Reactions: Like 6 | EyeCandy! 8 | Way Cool 5


----------



## Blueglass (Mar 11, 2014)

Love it. Look forward to more pics!


----------



## Dennis Ford (Mar 12, 2014)

It looks great, you did a good job on that wood. Mimosa is very pretty but its dust makes me sick so I don't turn it anymore.


----------



## Kevin (Mar 12, 2014)

That's a real winner! It's cool how you offset the opening and that wood is killer. Nice job but how does that bark stay on!


----------



## TimR (Mar 12, 2014)

Dennis Ford said:


> It looks great, you did a good job on that wood. Mimosa is very pretty but its dust makes me sick so I don't turn it anymore.

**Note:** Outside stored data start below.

PR #1300, opened 2019-08-21
build-test: do not run e2e tests in presubmit.

n3wscott:
See: https://storage.googleapis.com/knative-prow/pr-logs/pull/google_knative-gcp/200/pull-google-knative-gcp-build-tests/1164200726688174082/build-log.txt

PR #1305, opened 2019-08-22
Set serving build test requests/limits both to 16Gb memory

chaodaiG:
Serving build tests are killed OOM sometimes, increase the limit from 8Gb to 16Gb to help alleviate the problem. 
Example: https://prow.knative.dev/view/gcs/knative-prow/logs/ci-knative-serving-continuous/1163966682885001216

/cc @mattmoor 
/cc @adrcunha 
/cc @yt3liu 

/hold
May not be needed if #1300 solves the problem by building sequentially

### DIFF
--- a/ci/prow/make_config.go
+++ b/ci/prow/make_config.go
@@ -90,6 +90,7 @@ type baseProwJobTemplateData struct {
 	Env                 []string
 	Volumes             []string
 	VolumeMounts        []string
+	Resources           []string
 	Timeout             int
 	AlwaysRun           bool
 	LogsDir             string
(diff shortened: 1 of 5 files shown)


ci/prow/make_config.go
```diff
@@ -462,6 +464,17 @@ func setupDockerInDockerForJob(data *baseProwJobTemplateData) {
 	(*data).SecurityContext = []string{"privileged: true"}
 }
 
+// setReourcesReqForJob sets resource requirement for job
+func setReourcesReqForJob(res yaml.MapSlice, data *baseProwJobTemplateData) {
+	for _, val := range res {
+		foo := getString(val.Key)
```
adrcunha: foo? Really? :)

chaodaiG: what an accident :)

adrcunha:
/lgtm
/approve

I do think that checking if 1300 helps this issue is indeed worth.

ci/prow/make_config.go
chaodaiG: fixed. Thanks!

chaodaiG:
It's still happening in serving: https://prow.knative.dev/view/gcs/knative-prow/pr-logs/pull/knative_serving/5202/pull-knative-serving-build-tests/1164953939439783936

/hold cancel

PR #1306, opened 2019-08-22
Fix flaky-test-retryer: scan current run instead of latest

chaodaiG:
Retryer skipped retrying one of failed tests in serving, the log says there is no test failed. The reason could be it's scanning latest build, and this is not reliable if someone manually triggered rerun. Using RunID instead of latest

Example: https://prow.knative.dev/view/gcs/knative-prow/pr-logs/pull/knative_serving/5249/pull-knative-serving-integration-tests/1164571049820426240

/cc @srinivashegde86 

/hold
let me test it first

### DIFF
--- a/tools/flaky-test-retryer/log_parser.go
+++ b/tools/flaky-test-retryer/log_parser.go
@@ -23,6 +23,7 @@ import (
 	"fmt"
 	"log"
 	"path/filepath"
+	"strconv"
 	"strings"
 
 	"knative.dev/test-infra/shared/junit"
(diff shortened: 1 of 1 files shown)


chaodaiG:
Actually I just double thought about it, @TrevorFarrelly might have done this on purpose. If someone already started retest, then retryer should just be silent. @srinivashegde86 , what do you think?

srinivashegde86:
Yeah. I think we should wait on the job to finish and not start another one and only look at the latest results.

chaodaiG:
/close
since we agree that this is intended behavior. I will start another one with comment on this line, so the others also know why doing it this way

PR #1318, opened 2019-08-28
Make temp files creation work across OSes

antoineco:

The `file_XXXXX` pattern only works with files that do not have an extension on macOS, so temporal XML files are currently created with the literal and conflicting name `junit_XXXXXXXX.xml`.


antoineco:
/assign @srinivashegde86
(I hope the bot is not giving absurd advises 🙂)

PR #1320, opened 2019-08-28
fixing paths for config.yaml since it's moved

chaodaiG:
The config.yaml file was moved in #1313 , update the path so it still works

/cc @srinivashegde86


srinivashegde86:
/lgtm
thanks :)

Thanks Dennis. If I recall, it kind of gave me a bit of a hack for a day or two. I'm definitely not going to turn it again without both my respirator and full shop ventilation blowing thru.


Kevin said:


> That's a real winner! It's cool how you offset the opening and that wood is killer. Nice job but how does that bark stay on!


Thanks Kevin. Gotta love that bark. Don't tell anyone, but my secret is turning slow. When I'm doing a piece like this and the bark or other natural edge is being cut, probably not turning faster than about 600 rpm. The force from any build up of shavings alone can cause it to tear off at much higher speeds.

Reactions: Like 2


----------



## barry richardson (Mar 13, 2014)

Great piece, thanks for posting, I had no idea what mimosa looked like...


----------



## woodtickgreg (Feb 5, 2020)

Very nice! I misses this way back when you posted it, well done.


----------



## SeanPEvans (Feb 10, 2020)

That’s a beauty! Great job, I love the shape, and the way you oriented the wood is most excellent


----------



## TimR (Feb 10, 2020)

Thanks @woodtickgreg and @SeanPEvans .
Pretty old thread, back when Kevin still around. Time sure flies.

Reactions: Like 1 | Agree 2


----------



## Jay B. Turnin (Feb 10, 2020)

Tim, very cool. Funny, a mimosa tree recently fell down at the garage where I take my car so I asked if I could take a piece at the base. Big John, the mechanic, is a great guy so I made him this bowl that he now puts lollypops in for the kids.

Reactions: Like 3 | Way Cool 3


----------



## TXMoon (Feb 10, 2020)

Sure is pretty wood. It looks like a hot fudge sunday melted. I like the shape of the form as well.


----------



## SeanPEvans (Feb 10, 2020)

TimR said:


> Thanks @woodtickgreg and @SeanPEvans .
> Pretty old thread, back when Kevin still around. Time sure flies.


Before my time. I never had the pleasure of knowing him, but from every account I’ve read on here, he was a gem amongst men.

Reactions: Agree 4


----------